**Task directions**. Only some lines are wanted. Transcribe, exactly, the lines below from the line with "- Suggested label: i18n" up to and including the line with "But the output".

(Items from a data source)

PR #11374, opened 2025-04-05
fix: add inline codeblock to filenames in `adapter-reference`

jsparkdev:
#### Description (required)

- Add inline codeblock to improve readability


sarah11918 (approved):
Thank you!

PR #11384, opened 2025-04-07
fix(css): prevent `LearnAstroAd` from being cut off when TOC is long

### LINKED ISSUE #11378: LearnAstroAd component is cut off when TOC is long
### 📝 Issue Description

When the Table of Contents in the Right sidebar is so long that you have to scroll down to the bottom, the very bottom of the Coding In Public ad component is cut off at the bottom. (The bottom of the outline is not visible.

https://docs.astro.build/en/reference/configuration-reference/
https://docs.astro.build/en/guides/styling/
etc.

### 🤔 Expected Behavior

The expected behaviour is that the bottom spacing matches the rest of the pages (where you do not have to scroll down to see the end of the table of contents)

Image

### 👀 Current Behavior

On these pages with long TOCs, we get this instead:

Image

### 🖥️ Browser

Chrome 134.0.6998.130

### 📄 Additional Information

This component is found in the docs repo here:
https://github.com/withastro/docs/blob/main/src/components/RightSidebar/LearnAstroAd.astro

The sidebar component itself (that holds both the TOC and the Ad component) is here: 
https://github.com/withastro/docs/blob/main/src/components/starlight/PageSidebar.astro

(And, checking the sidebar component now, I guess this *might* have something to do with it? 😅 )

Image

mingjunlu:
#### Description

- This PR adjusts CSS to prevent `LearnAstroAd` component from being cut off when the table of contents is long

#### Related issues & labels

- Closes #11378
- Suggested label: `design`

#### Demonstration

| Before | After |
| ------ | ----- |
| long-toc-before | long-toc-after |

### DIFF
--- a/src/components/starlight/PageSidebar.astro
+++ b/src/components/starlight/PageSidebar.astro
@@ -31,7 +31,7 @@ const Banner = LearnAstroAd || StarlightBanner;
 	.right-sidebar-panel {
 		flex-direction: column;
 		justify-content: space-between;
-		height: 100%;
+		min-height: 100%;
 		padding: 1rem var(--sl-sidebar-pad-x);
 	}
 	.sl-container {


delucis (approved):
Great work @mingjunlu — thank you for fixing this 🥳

--

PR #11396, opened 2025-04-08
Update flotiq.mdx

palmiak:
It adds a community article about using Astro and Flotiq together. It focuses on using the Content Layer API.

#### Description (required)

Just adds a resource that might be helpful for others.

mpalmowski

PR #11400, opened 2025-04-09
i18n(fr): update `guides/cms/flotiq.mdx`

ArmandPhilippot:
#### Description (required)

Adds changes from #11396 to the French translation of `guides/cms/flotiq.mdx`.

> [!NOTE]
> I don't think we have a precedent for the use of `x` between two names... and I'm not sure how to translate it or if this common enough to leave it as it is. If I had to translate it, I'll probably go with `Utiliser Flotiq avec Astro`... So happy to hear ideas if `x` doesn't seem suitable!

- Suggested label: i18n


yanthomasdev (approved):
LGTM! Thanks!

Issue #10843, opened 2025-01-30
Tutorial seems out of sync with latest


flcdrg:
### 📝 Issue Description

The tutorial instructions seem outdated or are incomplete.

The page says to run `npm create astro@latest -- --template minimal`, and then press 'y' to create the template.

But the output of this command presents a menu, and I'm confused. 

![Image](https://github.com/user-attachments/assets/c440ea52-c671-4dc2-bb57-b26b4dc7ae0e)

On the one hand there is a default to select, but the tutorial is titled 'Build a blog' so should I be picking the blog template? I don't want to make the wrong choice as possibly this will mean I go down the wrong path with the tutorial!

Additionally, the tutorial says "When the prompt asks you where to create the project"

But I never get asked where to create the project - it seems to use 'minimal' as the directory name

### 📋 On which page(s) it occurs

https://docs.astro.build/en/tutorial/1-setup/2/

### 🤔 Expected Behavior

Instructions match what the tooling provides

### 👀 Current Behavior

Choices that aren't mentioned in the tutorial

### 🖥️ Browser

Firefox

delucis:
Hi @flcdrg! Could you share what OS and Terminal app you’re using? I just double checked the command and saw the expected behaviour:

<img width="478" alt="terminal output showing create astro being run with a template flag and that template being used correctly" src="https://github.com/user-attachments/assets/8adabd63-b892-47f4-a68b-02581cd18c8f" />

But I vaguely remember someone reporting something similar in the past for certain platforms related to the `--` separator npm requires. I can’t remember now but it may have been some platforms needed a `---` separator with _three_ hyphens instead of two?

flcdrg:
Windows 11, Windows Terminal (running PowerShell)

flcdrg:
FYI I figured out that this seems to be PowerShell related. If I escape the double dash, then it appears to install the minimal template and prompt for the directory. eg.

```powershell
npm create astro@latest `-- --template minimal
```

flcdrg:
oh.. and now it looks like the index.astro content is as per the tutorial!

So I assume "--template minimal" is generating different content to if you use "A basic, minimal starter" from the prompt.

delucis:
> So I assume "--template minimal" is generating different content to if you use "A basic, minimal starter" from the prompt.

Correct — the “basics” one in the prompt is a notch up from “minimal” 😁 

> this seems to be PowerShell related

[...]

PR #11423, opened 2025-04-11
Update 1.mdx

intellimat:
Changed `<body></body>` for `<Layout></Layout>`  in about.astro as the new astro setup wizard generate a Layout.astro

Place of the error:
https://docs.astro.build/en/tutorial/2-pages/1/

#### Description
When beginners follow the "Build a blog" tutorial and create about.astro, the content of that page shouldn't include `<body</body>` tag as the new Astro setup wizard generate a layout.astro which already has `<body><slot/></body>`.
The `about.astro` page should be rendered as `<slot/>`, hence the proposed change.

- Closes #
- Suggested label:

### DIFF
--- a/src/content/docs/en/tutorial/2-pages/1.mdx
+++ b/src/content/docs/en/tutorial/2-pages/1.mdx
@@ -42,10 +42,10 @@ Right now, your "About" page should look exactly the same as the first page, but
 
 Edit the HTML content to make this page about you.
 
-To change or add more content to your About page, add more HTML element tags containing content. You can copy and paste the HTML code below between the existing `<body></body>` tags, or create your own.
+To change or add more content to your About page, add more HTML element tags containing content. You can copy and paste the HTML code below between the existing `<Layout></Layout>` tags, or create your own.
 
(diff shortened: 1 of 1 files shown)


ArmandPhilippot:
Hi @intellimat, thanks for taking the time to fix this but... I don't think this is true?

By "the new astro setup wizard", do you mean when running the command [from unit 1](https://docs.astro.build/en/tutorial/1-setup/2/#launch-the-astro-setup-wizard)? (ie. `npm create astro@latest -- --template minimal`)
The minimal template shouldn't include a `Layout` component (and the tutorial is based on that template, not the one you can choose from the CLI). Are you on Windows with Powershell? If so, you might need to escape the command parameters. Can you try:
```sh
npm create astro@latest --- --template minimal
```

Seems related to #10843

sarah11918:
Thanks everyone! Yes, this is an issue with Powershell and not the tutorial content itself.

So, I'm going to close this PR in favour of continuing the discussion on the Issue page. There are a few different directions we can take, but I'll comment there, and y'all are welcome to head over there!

**Solution**.
- Suggested label: i18n


yanthomasdev (approved):
LGTM! Thanks!

Issue #10843, opened 2025-01-30
Tutorial seems out of sync with latest


flcdrg:
### 📝 Issue Description

The tutorial instructions seem outdated or are incomplete.

The page says to run `npm create astro@latest -- --template minimal`, and then press 'y' to create the template.

But the output of this command presents a menu, and I'm confused. 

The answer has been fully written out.